[Dataset entries]
■ ■ ■
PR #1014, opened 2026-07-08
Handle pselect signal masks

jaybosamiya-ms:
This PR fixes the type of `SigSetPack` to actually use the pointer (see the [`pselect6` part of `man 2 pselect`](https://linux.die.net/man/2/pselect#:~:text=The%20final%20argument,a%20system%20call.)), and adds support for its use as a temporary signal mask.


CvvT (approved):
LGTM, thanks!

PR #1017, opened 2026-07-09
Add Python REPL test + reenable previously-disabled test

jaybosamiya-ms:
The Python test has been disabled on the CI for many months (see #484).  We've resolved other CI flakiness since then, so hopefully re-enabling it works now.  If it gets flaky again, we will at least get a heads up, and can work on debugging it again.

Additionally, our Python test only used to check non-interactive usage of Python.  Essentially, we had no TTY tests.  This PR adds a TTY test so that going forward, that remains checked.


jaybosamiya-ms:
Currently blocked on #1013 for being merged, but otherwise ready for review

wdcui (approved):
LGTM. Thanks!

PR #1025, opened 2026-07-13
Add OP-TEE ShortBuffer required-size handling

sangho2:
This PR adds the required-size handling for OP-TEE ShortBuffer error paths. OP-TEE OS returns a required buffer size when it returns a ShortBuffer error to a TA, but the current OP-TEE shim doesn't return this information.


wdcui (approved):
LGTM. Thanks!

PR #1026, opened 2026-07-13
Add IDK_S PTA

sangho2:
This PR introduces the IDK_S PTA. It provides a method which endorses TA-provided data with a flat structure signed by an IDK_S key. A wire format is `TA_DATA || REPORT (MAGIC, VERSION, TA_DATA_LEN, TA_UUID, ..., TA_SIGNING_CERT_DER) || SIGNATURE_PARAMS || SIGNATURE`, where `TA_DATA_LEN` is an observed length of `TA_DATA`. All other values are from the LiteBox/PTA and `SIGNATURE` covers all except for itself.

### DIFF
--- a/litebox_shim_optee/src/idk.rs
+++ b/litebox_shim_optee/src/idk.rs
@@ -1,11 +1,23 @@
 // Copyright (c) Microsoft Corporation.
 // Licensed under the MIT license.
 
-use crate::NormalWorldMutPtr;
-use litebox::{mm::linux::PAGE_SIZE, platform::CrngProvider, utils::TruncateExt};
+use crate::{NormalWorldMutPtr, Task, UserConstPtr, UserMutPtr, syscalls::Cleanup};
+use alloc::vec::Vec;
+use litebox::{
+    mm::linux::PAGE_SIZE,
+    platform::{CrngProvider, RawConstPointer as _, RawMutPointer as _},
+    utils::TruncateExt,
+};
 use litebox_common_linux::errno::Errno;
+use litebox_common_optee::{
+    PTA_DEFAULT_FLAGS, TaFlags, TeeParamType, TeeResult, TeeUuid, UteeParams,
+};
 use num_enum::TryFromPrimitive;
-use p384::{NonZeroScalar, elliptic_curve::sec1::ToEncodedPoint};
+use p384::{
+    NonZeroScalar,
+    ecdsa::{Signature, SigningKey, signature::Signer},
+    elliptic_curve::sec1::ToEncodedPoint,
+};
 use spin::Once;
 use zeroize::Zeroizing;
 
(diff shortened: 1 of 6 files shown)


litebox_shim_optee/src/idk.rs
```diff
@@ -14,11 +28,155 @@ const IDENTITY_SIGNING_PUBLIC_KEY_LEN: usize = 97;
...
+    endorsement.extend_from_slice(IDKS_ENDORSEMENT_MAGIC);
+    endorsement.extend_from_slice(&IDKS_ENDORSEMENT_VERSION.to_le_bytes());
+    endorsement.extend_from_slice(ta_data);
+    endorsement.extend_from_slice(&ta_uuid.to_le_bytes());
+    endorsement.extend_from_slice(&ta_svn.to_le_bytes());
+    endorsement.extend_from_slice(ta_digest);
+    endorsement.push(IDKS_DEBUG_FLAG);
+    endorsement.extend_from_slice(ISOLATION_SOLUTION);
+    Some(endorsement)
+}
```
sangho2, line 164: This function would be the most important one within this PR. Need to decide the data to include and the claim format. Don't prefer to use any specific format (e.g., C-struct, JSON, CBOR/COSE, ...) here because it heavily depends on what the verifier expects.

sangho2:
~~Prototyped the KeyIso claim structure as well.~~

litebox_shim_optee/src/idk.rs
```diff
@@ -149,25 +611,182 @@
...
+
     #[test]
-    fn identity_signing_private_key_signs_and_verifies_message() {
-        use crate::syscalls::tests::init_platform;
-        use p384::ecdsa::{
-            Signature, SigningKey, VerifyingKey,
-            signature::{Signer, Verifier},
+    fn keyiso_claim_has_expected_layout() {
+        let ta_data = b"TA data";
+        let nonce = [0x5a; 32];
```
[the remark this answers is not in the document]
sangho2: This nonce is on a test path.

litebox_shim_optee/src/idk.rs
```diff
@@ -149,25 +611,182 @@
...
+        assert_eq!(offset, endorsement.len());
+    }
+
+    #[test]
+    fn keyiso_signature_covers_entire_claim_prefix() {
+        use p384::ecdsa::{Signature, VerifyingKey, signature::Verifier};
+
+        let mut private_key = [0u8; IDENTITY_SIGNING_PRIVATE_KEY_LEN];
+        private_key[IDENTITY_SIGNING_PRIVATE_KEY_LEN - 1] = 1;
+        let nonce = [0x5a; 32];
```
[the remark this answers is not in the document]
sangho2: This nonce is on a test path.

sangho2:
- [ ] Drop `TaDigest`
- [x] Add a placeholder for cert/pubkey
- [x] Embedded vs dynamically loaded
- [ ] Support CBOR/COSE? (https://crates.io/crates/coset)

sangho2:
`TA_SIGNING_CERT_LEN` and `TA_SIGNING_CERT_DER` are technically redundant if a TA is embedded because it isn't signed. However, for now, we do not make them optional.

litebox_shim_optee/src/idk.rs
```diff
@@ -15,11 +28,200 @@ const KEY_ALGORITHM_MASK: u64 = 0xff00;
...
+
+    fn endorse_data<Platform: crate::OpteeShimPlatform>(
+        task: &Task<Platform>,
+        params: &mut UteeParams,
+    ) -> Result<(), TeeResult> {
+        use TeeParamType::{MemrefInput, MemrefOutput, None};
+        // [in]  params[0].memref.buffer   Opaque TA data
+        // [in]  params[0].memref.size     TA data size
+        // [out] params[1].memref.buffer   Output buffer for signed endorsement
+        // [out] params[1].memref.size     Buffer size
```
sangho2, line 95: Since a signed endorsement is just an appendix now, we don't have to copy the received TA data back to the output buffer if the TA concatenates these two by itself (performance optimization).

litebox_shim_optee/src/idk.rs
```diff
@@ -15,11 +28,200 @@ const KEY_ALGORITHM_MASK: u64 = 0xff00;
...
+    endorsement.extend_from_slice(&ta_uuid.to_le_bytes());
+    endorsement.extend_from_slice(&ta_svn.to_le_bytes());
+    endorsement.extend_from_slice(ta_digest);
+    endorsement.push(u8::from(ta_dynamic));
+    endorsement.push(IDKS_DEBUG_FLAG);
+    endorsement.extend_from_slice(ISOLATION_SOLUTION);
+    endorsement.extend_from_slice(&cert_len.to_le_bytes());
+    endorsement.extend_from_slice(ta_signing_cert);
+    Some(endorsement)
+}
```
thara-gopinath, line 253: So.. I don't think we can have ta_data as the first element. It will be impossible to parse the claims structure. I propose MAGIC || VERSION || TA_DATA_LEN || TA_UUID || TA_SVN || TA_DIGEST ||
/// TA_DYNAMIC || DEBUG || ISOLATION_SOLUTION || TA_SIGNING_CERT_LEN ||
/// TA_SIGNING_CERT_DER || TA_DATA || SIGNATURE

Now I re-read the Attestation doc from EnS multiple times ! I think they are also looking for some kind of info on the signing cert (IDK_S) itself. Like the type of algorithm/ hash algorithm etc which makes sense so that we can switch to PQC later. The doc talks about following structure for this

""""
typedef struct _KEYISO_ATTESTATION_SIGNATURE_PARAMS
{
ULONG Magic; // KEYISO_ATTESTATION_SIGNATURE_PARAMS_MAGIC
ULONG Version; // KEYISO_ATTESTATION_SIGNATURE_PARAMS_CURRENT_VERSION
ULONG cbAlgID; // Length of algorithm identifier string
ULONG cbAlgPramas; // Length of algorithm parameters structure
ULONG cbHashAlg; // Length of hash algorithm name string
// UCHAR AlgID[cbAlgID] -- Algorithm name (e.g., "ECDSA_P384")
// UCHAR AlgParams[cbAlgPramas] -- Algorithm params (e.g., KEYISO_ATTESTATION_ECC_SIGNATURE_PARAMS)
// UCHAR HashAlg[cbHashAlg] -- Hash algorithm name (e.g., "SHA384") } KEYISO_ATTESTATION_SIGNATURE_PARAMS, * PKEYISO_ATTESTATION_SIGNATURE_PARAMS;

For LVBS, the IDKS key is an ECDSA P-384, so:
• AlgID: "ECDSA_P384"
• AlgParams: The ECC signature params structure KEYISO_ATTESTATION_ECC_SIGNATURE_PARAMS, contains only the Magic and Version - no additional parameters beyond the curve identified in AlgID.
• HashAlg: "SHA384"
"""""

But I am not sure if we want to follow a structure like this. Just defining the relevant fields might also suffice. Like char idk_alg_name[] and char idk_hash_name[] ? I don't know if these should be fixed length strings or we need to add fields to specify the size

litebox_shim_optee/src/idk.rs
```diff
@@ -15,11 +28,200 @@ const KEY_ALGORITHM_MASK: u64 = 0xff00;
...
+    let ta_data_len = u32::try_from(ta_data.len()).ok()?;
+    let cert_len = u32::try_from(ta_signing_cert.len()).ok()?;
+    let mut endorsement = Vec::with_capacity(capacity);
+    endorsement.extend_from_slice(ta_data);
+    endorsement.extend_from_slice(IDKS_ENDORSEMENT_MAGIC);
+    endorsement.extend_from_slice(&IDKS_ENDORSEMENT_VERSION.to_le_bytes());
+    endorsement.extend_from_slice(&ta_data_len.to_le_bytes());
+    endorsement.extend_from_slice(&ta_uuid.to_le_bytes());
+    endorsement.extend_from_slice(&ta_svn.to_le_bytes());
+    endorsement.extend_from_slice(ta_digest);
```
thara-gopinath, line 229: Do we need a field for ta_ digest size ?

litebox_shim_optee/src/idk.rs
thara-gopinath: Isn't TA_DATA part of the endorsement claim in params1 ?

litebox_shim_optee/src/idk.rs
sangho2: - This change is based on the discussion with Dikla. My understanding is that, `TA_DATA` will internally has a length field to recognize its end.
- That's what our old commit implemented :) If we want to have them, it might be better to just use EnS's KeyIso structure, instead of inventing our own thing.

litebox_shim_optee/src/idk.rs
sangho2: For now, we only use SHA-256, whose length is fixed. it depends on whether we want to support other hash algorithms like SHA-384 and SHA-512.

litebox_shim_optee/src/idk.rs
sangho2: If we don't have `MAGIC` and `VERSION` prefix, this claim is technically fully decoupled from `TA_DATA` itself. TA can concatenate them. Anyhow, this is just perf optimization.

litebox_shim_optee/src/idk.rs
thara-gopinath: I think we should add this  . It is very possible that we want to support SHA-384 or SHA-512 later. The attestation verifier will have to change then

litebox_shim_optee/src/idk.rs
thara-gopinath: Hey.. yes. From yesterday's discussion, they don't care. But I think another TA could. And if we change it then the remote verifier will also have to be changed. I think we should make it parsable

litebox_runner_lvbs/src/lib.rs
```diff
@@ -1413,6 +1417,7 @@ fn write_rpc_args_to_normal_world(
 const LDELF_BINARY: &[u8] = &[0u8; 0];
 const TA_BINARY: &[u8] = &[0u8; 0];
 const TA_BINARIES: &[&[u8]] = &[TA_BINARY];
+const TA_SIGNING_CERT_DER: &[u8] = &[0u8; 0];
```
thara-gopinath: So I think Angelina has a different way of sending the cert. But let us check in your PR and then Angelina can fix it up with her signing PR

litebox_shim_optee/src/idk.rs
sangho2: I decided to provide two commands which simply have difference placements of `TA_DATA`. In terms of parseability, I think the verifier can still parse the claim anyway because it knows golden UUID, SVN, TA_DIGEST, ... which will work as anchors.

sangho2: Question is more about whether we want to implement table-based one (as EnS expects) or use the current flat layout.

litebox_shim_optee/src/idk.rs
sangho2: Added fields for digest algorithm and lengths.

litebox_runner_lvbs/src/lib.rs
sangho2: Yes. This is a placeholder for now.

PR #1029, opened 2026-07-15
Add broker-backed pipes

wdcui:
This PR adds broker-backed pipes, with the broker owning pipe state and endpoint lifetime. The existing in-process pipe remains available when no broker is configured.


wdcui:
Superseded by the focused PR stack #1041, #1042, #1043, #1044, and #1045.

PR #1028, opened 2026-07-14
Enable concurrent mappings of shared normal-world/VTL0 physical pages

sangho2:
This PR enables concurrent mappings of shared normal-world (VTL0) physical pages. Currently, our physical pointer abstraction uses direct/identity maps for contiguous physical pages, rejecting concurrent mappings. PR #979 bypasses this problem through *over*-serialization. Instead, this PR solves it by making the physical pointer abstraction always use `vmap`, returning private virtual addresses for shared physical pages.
■ ■ ■
WORK REQUEST: Beginning with the opening line above, retype the records exactly through the line with "This PR fixes", both ends included.

EXERCISE SOLUTION:
PR #1014, opened 2026-07-08
Handle pselect signal masks

jaybosamiya-ms:
This PR fixes the type of `SigSetPack` to actually use the pointer (see the [`pselect6` part of `man 2 pselect`](https://linux.die.net/man/2/pselect#:~:text=The%20final%20argument,a%20system%20call.)), and adds support for its use as a temporary signal mask.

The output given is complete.